Repository files navigation

rbm_dbn

Open In Colab

Restricted Boltzmann Machines (RBMs) and Deep Belief Networks (DBNs) from scratch for representation learning on the MNIST dataset.

All of the code has been written based on "A Practical Guide to Training Restricted Boltzmann Machines" by Geoffrey Hinton and "A fast learning algorithm for deep belief nets" by Geoffrey Hinton et al.
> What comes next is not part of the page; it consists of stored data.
PR #6963, opened 2023-09-15
Stop allocating the same settings keys repeatedly

segiddins:
Running `bundle update --bundler` on a rails app locally:

```
==> memprof.after.txt <==
Total allocated: 301.90 kB (3794 objects)
Total retained:  73.24 kB (698 objects)

==> memprof.before.txt <==
Total allocated: 14.47 MB (196378 objects)
Total retained:  25.93 kB (202 objects)
```

So for a slight increase in retained memory (all keys are now retained),
we go from about 200k allocations in the settings file to under 4k

### DIFF
--- a/bundler/lib/bundler/settings.rb
+++ b/bundler/lib/bundler/settings.rb
@@ -97,6 +97,8 @@ module Bundler
 
       @global_config   = load_config(global_config_file)
       @temporary       = {}
+
+      @key_cache = {}
     end
 
     def [](name)
@@ -312,7 +314,7 @@ module Bundler
     end
 
     def key_for(key)
-      self.class.key_for(key)
+      @key_cache[key] ||= self.class.key_for(key)
     end
 
     private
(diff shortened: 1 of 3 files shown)


segiddins:
@technicalpickles you might like this one too :)

martinemde (approved):
🚀

indirect:
Nice work!

bundler/lib/bundler/settings.rb
```diff
@@ -536,5 +537,34 @@ def self.normalize_uri(uri)
...
     end
+
+    # This is a hot method, so avoid respond_to? checks on every invocation
+    if :read.respond_to?(:name)
+      def self.key_to_s(key)
+        case key
+        when String
+          key
+        when Symbol
+          key.name
```
technicalpickles, line 548: Oh interesting! So this does not end up allocating any extra strings.

technicalpickles (commented):
Love to see it 🚀 

I did come across part of this, ie the `key_for` and those `key_to_s`, but didn't have a good solution for it yet.

bundler/lib/bundler/settings.rb
segiddins: yup!

PR #6964, opened 2023-09-15
Add Bundler::Plugin.loaded? helper

ccutrer:

I have a bundler plugin that adds to the bundler DSL. Right now users of the plugin must do something like `return unless defined?(...)` to see if the plugin has loaded. A simpler, more direct helper was desired.

Add a Plugin.loaded? helper. Use it internally, also making Plugin.load_plugin idempotent (many plugins I've looked at have a tendency to call that method directly, and use a `unless defined?(...)` guard.

### DIFF
--- a/bundler/lib/bundler/plugin.rb
+++ b/bundler/lib/bundler/plugin.rb
@@ -1,7 +1,5 @@
 # frozen_string_literal: true
 
-require "set"
-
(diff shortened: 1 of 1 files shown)


duckinator:
This is a very nice improvement, thank you for the PR!

PR #6965, opened 2023-09-15
Index#first_result last_result empty? any? to short circuit queries

martinemde:

Index#search constructs arrays of all results before returning. Sometimes the return value is reduced to `search(query).empty?` which wastes the time constructing the results.

Add specialized methods for queries that only need to know empty/any or fetch the first or last result.


martinemde:
Fun to write. Maybe it will be useful someday 😆

PR #6970, opened 2023-09-18
Optimize allocations in Gem::Version

segiddins:
From running in a random rails app I have locally, here are the changes

1) for `bundle lock --update --bundler` (forcing Bundler to go through
dependency resolution)

```
==> memprof.after.txt <==
Total allocated: 2.98 MB (48307 objects)
Total retained:  1.21 MB (16507 objects)

==> memprof.before.txt <==
Total allocated: 12.62 MB (198506 objects)
Total retained:  1.30 MB (23133 objects)
```

2) for `bin/rails runner true` (essentially only bundler/setup)

```
==> memprof.after.txt <==
Total allocated: 59.50 kB (1017 objects)
Total retained:  25.08 kB (362 objects)

==> memprof.before.txt <==
Total allocated: 561.82 kB (8575 objects)
Total retained:  27.28 kB (513 objects)
```

### DIFF
--- a/lib/rubygems/version.rb
+++ b/lib/rubygems/version.rb
@@ -162,7 +162,7 @@ class Gem::Version
   # A string representation of this Version.
 
   def version
-    @version.dup
+    @version
   end
 
   alias_method :to_s, :version
@@ -173,7 +173,7 @@ class Gem::Version
   def self.correct?(version)
     nil_versions_are_discouraged! if version.nil?
 
-    !!(version.to_s =~ ANCHORED_VERSION_PATTERN)
+    ANCHORED_VERSION_PATTERN.match?(version.to_s)
   end
 
   ##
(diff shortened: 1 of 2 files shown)


lib/rubygems/version.rb
```diff
@@ -381,10 +389,26 @@ def <=>(other)
   end
 
   def canonical_segments
-    @canonical_segments ||=
-      _split_segments.map! do |segments|
```
martinemde, line 385: This was previously mutated. Is it ok to no longer mutate it?

martinemde (approved):
I like storing a frozen version better than trying to protect against it getting modified. I had a few questions, though none are blockers if it's ready to merge.

lib/rubygems/version.rb
```diff
@@ -395,17 +419,13 @@ def freeze
...
-  end
-
   def _segments
     # segments is lazy so it can pick up version values that come from
     # old marshaled versions, which don't go through marshal_load.
     # since this version object is cached in @@all, its @segments should be frozen
 
-    @segments ||= @version.scan(/[0-9]+|[a-z]+/i).map do |s|
-      /^\d+$/.match?(s) ? s.to_i : s
+    @segments ||= @version.scan(/[0-9]+|[a-z]+/i).map! do |s|
```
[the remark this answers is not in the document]
martinemde: If you're curious, this code works but it's less memory efficient. `scan` creates extra arrays from captures.

```ruby
@version.scan(/([0-9]+)|([a-z]+)/i).map! { |i, s| i ? i.to_i : -s }
```

Resolving this comment.

lib/rubygems/version.rb
deivid-rodriguez: There was an issue with one gem relying being able to mutate this array. See https://github.com/rubygems/rubygems/pull/4247. I think that issue shows that it's best to keep this frozen to avoid those kind of issues, but also shows this could potentially break something.

I think it's ok after but just wanted to mention it!

martinemde: Wow. That's a subtle interaction. It reinforces the choice to make these frozen. Thanks for replying @deivid-rodriguez.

Both of the papers can be found at literature/.

The documentation of the code generated by Sphinx is located docs/. cd to docs/ then make html, then open index.html at docs/_build/html with your fav browser.

Some of the code is credited to the TAs and lecturers of DD2437 Artificial Neural Networks and Deep Architectures, who delivered an amazing set of lectures and laboratories. Thanks for all, it was really educational! The code was part of a laboratory, the description of which (with much of the theoretical background) is located at literature/.

Files

  1. util.py - Utility file containing activation functions, sampling methods, load/save files, etc.
  2. rbm.py - Contains the Restricted Boltzmann Machine class.
  3. dbn.py - Contains the Deep Belief Network class.
  4. data/train-images-idx3-ubyte - MNIST training images
  5. data/train-labels-idx1-ubyte - MNIST training labels
  6. data/t10k-images-idx3-ubyte - MNIST test images data/t10k-labels-idx1-ubyte - MNIST test labels
  7. trained_rbm/ - Directory to store trained RBM model
  8. single_rbm/ - Directory to store figures of the reconstruction losses of different RBMs.
  9. rbm_viz/ - Directory to store the learned weights of different RBMs.
  10. rbm_dbn.ipynb - Notebook for a walkthrough and demo.
  11. litrature/ - Papers and documents that the code is based on.
  12. dbn_mp4/ - Directory to store an animation of generating digits from the trained DBN.
  13. docs/ - Sphinx docs of code.

TODO

Implement the wake-sleep algorithm to fine-tune all the parameters of the DBN.

  1. dbn.train_wakesleep_finetune() - main method for wake-sleep learning
  2. rbm.update_generate_params() - updates the generative parameters (directed)
  3. rbm.update_recognize_params() - updates the recognition parameters (directed)

Implement momentum update for more efficient gradient-based optimization rbm.update_params(v_0, h_0, v_k, h_k)

Improve weight initialization in rbm and dbn - right now just random normal with random seed set.

Time to run

A rough estimate of how much running time can be expected for each section in the notebook.

Training a single RBM will be in the order 10-20 minutes for the whole training set. Training a DBN, that involves training three seperate RBMs, it is in the order of three times longer than training a single RBM, so around 30 to 90 minutes. The wake-sleep fine-tuning will (when completed) take around 30 to 60 minutes.